Mais, dans leurs efforts de diversification, les experts-comptables se heurtent également à une certaine résistance de leurs clients. « Malgré notre proximité avec les chefs d’entreprise, nous avons parfois du mal à les convaincre de nous confier des missions pour lesquelles nous pourrions pourtant les assister efficacement, explique Francis Kieffer. J’ai ainsi été confronté à une entreprise qui traversait une période difficile, et qui avait besoin d’améliorer la gestion de cash et de réduire ses dépenses. Quand j’ai alerté le chef d’entreprise sur ce point, en lui proposant des solutions concrètes, il m’a expliqué qu’il n’avait pas le temps de s’y consacrer. » Il a préféré faire appel, un peu plus tard, à une société spécialisée dans les réductions de coûts.
« Ce prestataire lui a facturé 30 000 euros – ce qui pèse lourd pour le budget d’une société proche du dépôt de bilan – pour un service que j’aurais pu lui fournir pour 5 000 euros » poursuit Francis Kieffer. Cependant, le frein principal, selon certains cabinets, concerne la réglementation, qui, selon eux, les empêche de se lancer dans des prestations spécifiques.
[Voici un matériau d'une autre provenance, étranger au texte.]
PR #539, opened 2018-06-26
EZP-29330: Long title covers (X) button in message bar

tischsoic:
| Question      | Answer
| ------------- | ---
| Tickets       | https://jira.ez.no/browse/EZP-29330
| Bug fix?      | yes
| New feature?  | no
| BC breaks?    | no
| Tests pass?   | -
| Doc needed?   | no

Fixed long text in notification covering close button.

#### Checklist:
- [x] Ready for Code Review


dew326:
If we want less code we can add just more padding on the right side.

dew326:
If we want less code we can add just more padding on the right side.

PR #548, opened 2018-06-28
EZP-29114: Fix pagination parameter naming for draft, system and custom url

ViniTou:
| Question      | Answer
| ------------- | ---
| Tickets       | https://jira.ez.no/browse/EZP-29114
| Bug fix?      | no
| New feature?  | no
| BC breaks?    | no
| Tests pass?   | yes
| Doc needed?   | no

Long time ago, there was this idea that there would be only one pagination parameter. Reality has shown something different ;)
As we two times already fall into trap of this defaultPaginationParam name be missguiding, we decided to rename it to be more specific.

#### Checklist:
- [x] Ready for Code Review

### DIFF
--- a/src/bundle/Controller/ContentViewController.php
+++ b/src/bundle/Controller/ContentViewController.php
@@ -52,7 +52,7 @@ class ContentViewController extends Controller
     private $bookmarkService;
 
     /** @var int */
-    private $defaultPaginationLimit;
+    private $defaultDraftPaginationLimit;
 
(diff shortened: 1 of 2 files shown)


micszo:
@ViniTou could you provide some more info either here or in ticket? thx

ViniTou:
@micszo 
done, there is nothing more here than renaming this unfortunately named parameter to avoid more confusion ;)

PR #552, opened 2018-07-01
[WIP] EZP-29363: switched delete-check to use versionremove

skonrad:
| Question      | Answer
| ------------- | ---
| Tickets       | https://jira.ez.no/browse/EZP-29363
| Bug fix?      | yes
| New feature?  | no
| BC breaks?    | yes
| Tests pass?   | yes
| Doc needed?   | no

#### Checklist:
- [x] Ready for Code Review

### DIFF
--- a/src/lib/Menu/ContentEditRightSidebarBuilder.php
+++ b/src/lib/Menu/ContentEditRightSidebarBuilder.php
@@ -99,7 +99,7 @@ class ContentEditRightSidebarBuilder extends AbstractBuilder implements Translat
 
         $canPublish = $this->permissionResolver->canUser('content', 'publish', $content);
         $canEdit = $this->permissionResolver->canUser('content', 'edit', $content);
-        $canDelete = $this->permissionResolver->canUser('content', 'remove', $content);
+        $canRemoveVersion = $this->permissionResolver->canUser('content', 'versionremove', $content->versionInfo);
 
         $publishAttributes = [
             'class' => self::BTN_TRIGGER_CLASS,
@@ -145,7 +145,7 @@ class ContentEditRightSidebarBuilder extends AbstractBuilder implements Translat
         $items[self::ITEM__CANCEL] = $this->createMenuItem(
             self::ITEM__CANCEL,
             [
-                'attributes' => $canDelete
+                'attributes' => $canRemoveVersion
                     ? $deleteAttributes
                     : array_merge($deleteAttributes, self::BTN_DISABLED_ATTR),
                 'extras' => ['icon' => 'circle-close'],


skonrad:
poke @andrerom @lserwatka

lserwatka:
@skonrad could you share some reasoning behind this change?

andrerom:
So this is for `ITEM__CANCEL` action during edit, so it's about deleting the version and not the whole content item right? _(unless first, unpublished draft)_

If so, makes sense, but then let's also rename the variable to make this more consistent. Something like ´$canDeleteDraft´ or `canDeleteVersion`.

skonrad:
The `ITEM__CANCEL` maybe should also be renamed to `ITEM__DISCARD` as cancel infers the actual cancel button in the view (which keeps the draft in system).

I will rename the `canDelete` to `canRemoveVersion` as this more likely matches the permission.

Regarding @lserwatka question: The condition and origin of this change is described in https://jira.ez.no/browse/EZP-29363 -> discarding the draft is disabled if the user is not allowed to delete the whole content from the system.

skonrad:
I reaffirmed that this check will also allow the user to discard the first draft of new content (basically a delete for unpublished content).

skonrad:
After further investigation I should change the variable definition of the check to the following code:
```
if ($content->versionInfo->versionNo > 1) {
    $canRemoveVersion = $this->permissionResolver->canUser('content', 'versionremove', $content->versionInfo);
} else {
    $canRemoveVersion = $this->permissionResolver->canUser('content', 'remove', $content);
}
```

The problem with this change is, that the editor can now create a draft of new content but not discard it. This would lead to open drafts which will probably never be published.

@andrerom maybe the permission system should catch that eventuality allowing the user to delete unpublished content if `versionremove` matches it? Another possibility would be to add `Status` policy to `content/delete` which checks the currently "active" (and usually published) version.

skonrad:
Created https://github.com/ezsystems/ezpublish-kernel/pull/2390 to adjust the permission check for removing content (checking for `versionremove` if unpublished version).

This PR should be on hold until the kernel change is merged (imho).

bdunogier:
> This PR should be on hold until the kernel change is merged (imho).

Will the current situation of admin be worse, equivalent or better if this is merged before the kernel change ? If it doesn't create new problems, we shouldn't block the merge.

As far as I get it, it is currently _impossible_ for an editor with `content/versionremove` but without `content/delete` to delete his draft. With this change, it becomes possible in many situations, does it not ?

skonrad:
@bdunogier it would be a shift of the actual issue (atm) and obscure the it. This could lead to users opening up new issues which are basically clones of this one.

sunpietro:
@skonrad what's the status here?

andrerom:
Closing

this was fixed in https://github.com/ezsystems/ezplatform-admin-ui/commit/93ec4cf63f9e7ce6c254ae0c24516d5b2913f3a5

PR #556, opened 2018-07-05
EZP-28890: Impl. extractor for *.js files

adamwojs:
| Question      | Answer
| ------------- | ---
| Tickets       | https://jira.ez.no/browse/EZP-28890
| Bug fix?      | no
| New feature?  | yes
| BC breaks?    | no
| Tests pass?   | yes
| Doc needed?   | no

Configuration for `willdurand/js-translation-bundle` will be separate PR. 

#### Checklist:
- [X] Ready for Code Review

### DIFF
--- a/src/lib/Translation/Extractor/JavaScriptFileVisitor.php
+++ b/src/lib/Translation/Extractor/JavaScriptFileVisitor.php
@@ -1,0 +1,231 @@
+<?php
+
+/**
+ * @copyright Copyright (C) eZ Systems AS. All rights reserved.
+ * @license For full copyright and license information view LICENSE file distributed with this source code.
+ */
+declare(strict_types=1);
+
+namespace EzSystems\EzPlatformAdminUi\Translation\Extractor;
+
+use Doctrine\Common\Annotations\DocParser;
+use JMS\TranslationBundle\Annotation\Desc;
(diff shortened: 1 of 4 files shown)


src/lib/Translation/Extractor/JavaScriptFileVisitor.php
```diff
@@ -0,0 +1,218 @@
...
+use Psr\Log\LoggerAwareTrait;
+use Psr\Log\NullLogger;
+use SplFileInfo;
+
+class JavaScriptFileVisitor implements FileVisitorInterface, LoggerAwareInterface
+{
+    use LoggerAwareTrait;
+
+    // Example match: /** @Desc("Default text") */
+    const DESC_PATTERN = '/\*?\s*@Desc\(["\'](.*)["\']\)\s*/';
```
Nattfarinn: I prefer full match instead of partial one. Right now it will match anything that contains `@Desc("Something")`, even if it is part of something like: `/* @todo: It would be good to add something like @Desc("Translated text") here when we get proper translation */`. It should look for exact match of a comment only with `@Desc` element. (Proper pattern is on the way)

adamwojs:
PR updated according to @ViniTou / @Nattfarinn suggestions.

adamwojs:
Switched from regular expression to the doctrine annotations parser for `@Desc()` comments parsing 😉

PR #567, opened 2018-07-17
EZP-29423: Lazy loading value of the admin_ui_config Twig global variable (CS)

adamwojs:
| Question      | Answer
| ------------- | ---
| Tickets       | https://jira.ez.no/browse/EZP-29423
| Bug fix?      | yes
| New feature?  | no
| BC breaks?    | no
| Tests pass?   | yes
| Doc needed?   | no

#### Checklist:
- [X] Ready for Code Review

### DIFF
--- a/src/lib/UI/Config/ConfigWrapper.php
+++ b/src/lib/UI/Config/ConfigWrapper.php
@@ -16,8 +16,6 @@ class ConfigWrapper implements \ArrayAccess, \JsonSerializable
     private $config;
 
     /**
-     * Config constructor.
-     *
      * @param array $config
      */
     public function __construct(array $config)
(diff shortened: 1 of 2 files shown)


src/lib/UI/Config/ConfigWrapper.php
```diff
@@ -16,7 +16,7 @@ class ConfigWrapper implements \ArrayAccess, \JsonSerializable
     private $config;
 
     /**
-     * Config constructor.
+     * ConfigWrapper constructor.
```
webhdx: I know it's coming from PHPStorm but I suggest removing it as it doesn't provide any value.

adamwojs: Fixed.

« Au sein des cabinets membres de Fidunion, que notre groupement accompagne dans ces démarches, de nombreuses activités sont développées, comme le conseil en informatique, la gestion de patrimoine, le conseil environnemental… explique Jean-Marie Vandergucht.
Cet exercice d’activités commerciales par les experts-comptables doit pourtant encore être validé par des décrets à paraître. L’autre problématique qui se pose à nos cabinets réside dans le fait que, pour la plupart, nous exerçons aussi la profession de commissaire aux comptes et que, dans ce cas, toute activité commerciale nous est interdite par le Code de commerce.
C’est là un des thèmes majeurs de réflexions de nos professions, auxquelles nous participons activement. » Une question encore loin d’être tranchée.